After seeing a Garth Fagan Dance Company production in California, Scott took a Greyhound bus across the country to Rochester in 1990, where she looked up the company in the phonebook. Impressed that she moved across the country alone, Fagan took Scott in as a student, and she eventually became a professional dancer there. Scott also encouraged Willis to join as a student in 1991. Today, Willis and Scott are literally sisters (in-law) and Scott says that the high standards of training and expression that she learned as both a student and professional dancer at Garth Fagan Dance have been very much been instilled in the TWDCC culture, too. 

“When we invest in building a powerful platform for these artists, we give a gift to our community,” Willis says. “We establish a professional and cultural institution that builds 

understanding, diversified knowledge, and equitable models of a healthy community.” 

As a hub of modern dance, TWDCC has brought in artists from all over the world and all areas of dance into the community fold, allowing artists to have an accommodating creative place of expression. TWDCC’s Winter Dance Fest choreographer Gregory Dawson of dawsondancesf says that TWDCC’s history of providing artists with a venue for creative expression and freedom in such an accommodating and welcoming way is rare.  

“The fact that TWDCC has leadership that believes in and understands dance, and knows how to invigorate and cultivate young artists, is a blessing,” Dawson says. “Cat and Micha are, as Black women, feeding their community motion, love, and thought. They are the right people, at the right time, for the community and the center.” 

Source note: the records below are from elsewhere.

PR #4069, opened 2025-08-29
don't exit from imported library

tim-moody:
needs corresponding change in iiab-admin-console adm_lib.py


holta:
> needs corresponding change in iiab-admin-console adm_lib.py

Should this be merged ASAP?

PR #4071, opened 2025-08-29
Updating 2-common for etc_path variable

hal-eisen-adfa:

PR #4057, opened 2025-08-21
Add etc_path to default_vars

hal-eisen-adfa:

PR #4072, opened 2025-08-30
Switching to etc_path and iiab_etc_path instead of hard coded paths in role/iiab-admin

hal-eisen-adfa:


holta:
@hal-eisen-adfa I'd be in favor of preserving `/etc` in most (if not all!) comments, READMEs, docs — can we consider something like that?

Related:

- PR #4057 
- PR #4070 
- PR #4071

holta:
> @hal-eisen-adfa I'd be in favor of preserving `/etc` in most (in not all!) comments, READMEs, docs — can we consider something like that?

Specifically:

Is it possible that Line 25 of roles/iiab-admin/tasks/sudo-prereqs.yml might be... the _only_ change really needed by this PR ?!

hal-eisen-adfa:
> > @hal-eisen-adfa I'd be in favor of preserving `/etc` in most (in not all!) comments, READMEs, docs — can we consider something like that?
> 
> Specifically:
> 
> Is it possible that Line 25 of roles/iiab-admin/tasks/sudo-prereqs.yml might be... the _only_ change really needed by this PR ?!

Yeah, I was wondering about that. Obviously, I went the other way but I'm happy to change. I was mostly on the fence about it.

hal-eisen-adfa:
Changing strategy to leave comments unchanged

Looking ahead, TWDCC hopes to have a virtual Winter Dance Fest—though the details haven’t been finalized, Dawson says he’s all in. Also, TWDCC recently teamed up with Motion Pacific to co-produce their first BIPOC Queer Fest, slated for this fall. “We’ve been inspired by our dance community and feel a sense of solidarity with them, especially during Covid-19, when our collaboration and partnerships ensure we all survive,” Willis says.  

Over the last 10 years, Scott says she has seen a progression of a higher caliber of dance in Santa Cruz. But, at the end of the day, she says that TWDCC focuses on the person as a human being, not just a dancer. 

“We are not one of those studios that just runs dancers through the mill and they come out the other side and they have an incredible extension and can turn in the air five times,” Scott says. “Yes, they will get the technical training, but they will learn creative expression. The bigger goal is to create artistry. Why are you doing this movement? There is a level of artistry and creative expression that can be achieved if it’s fostered and nurtured.”  

“What the campus was created for was every intersection of art-making and performance and connection to happen in one place,” Willis says. “We’ve achieved that in bursts, but the best is yet to come as far as I can see.”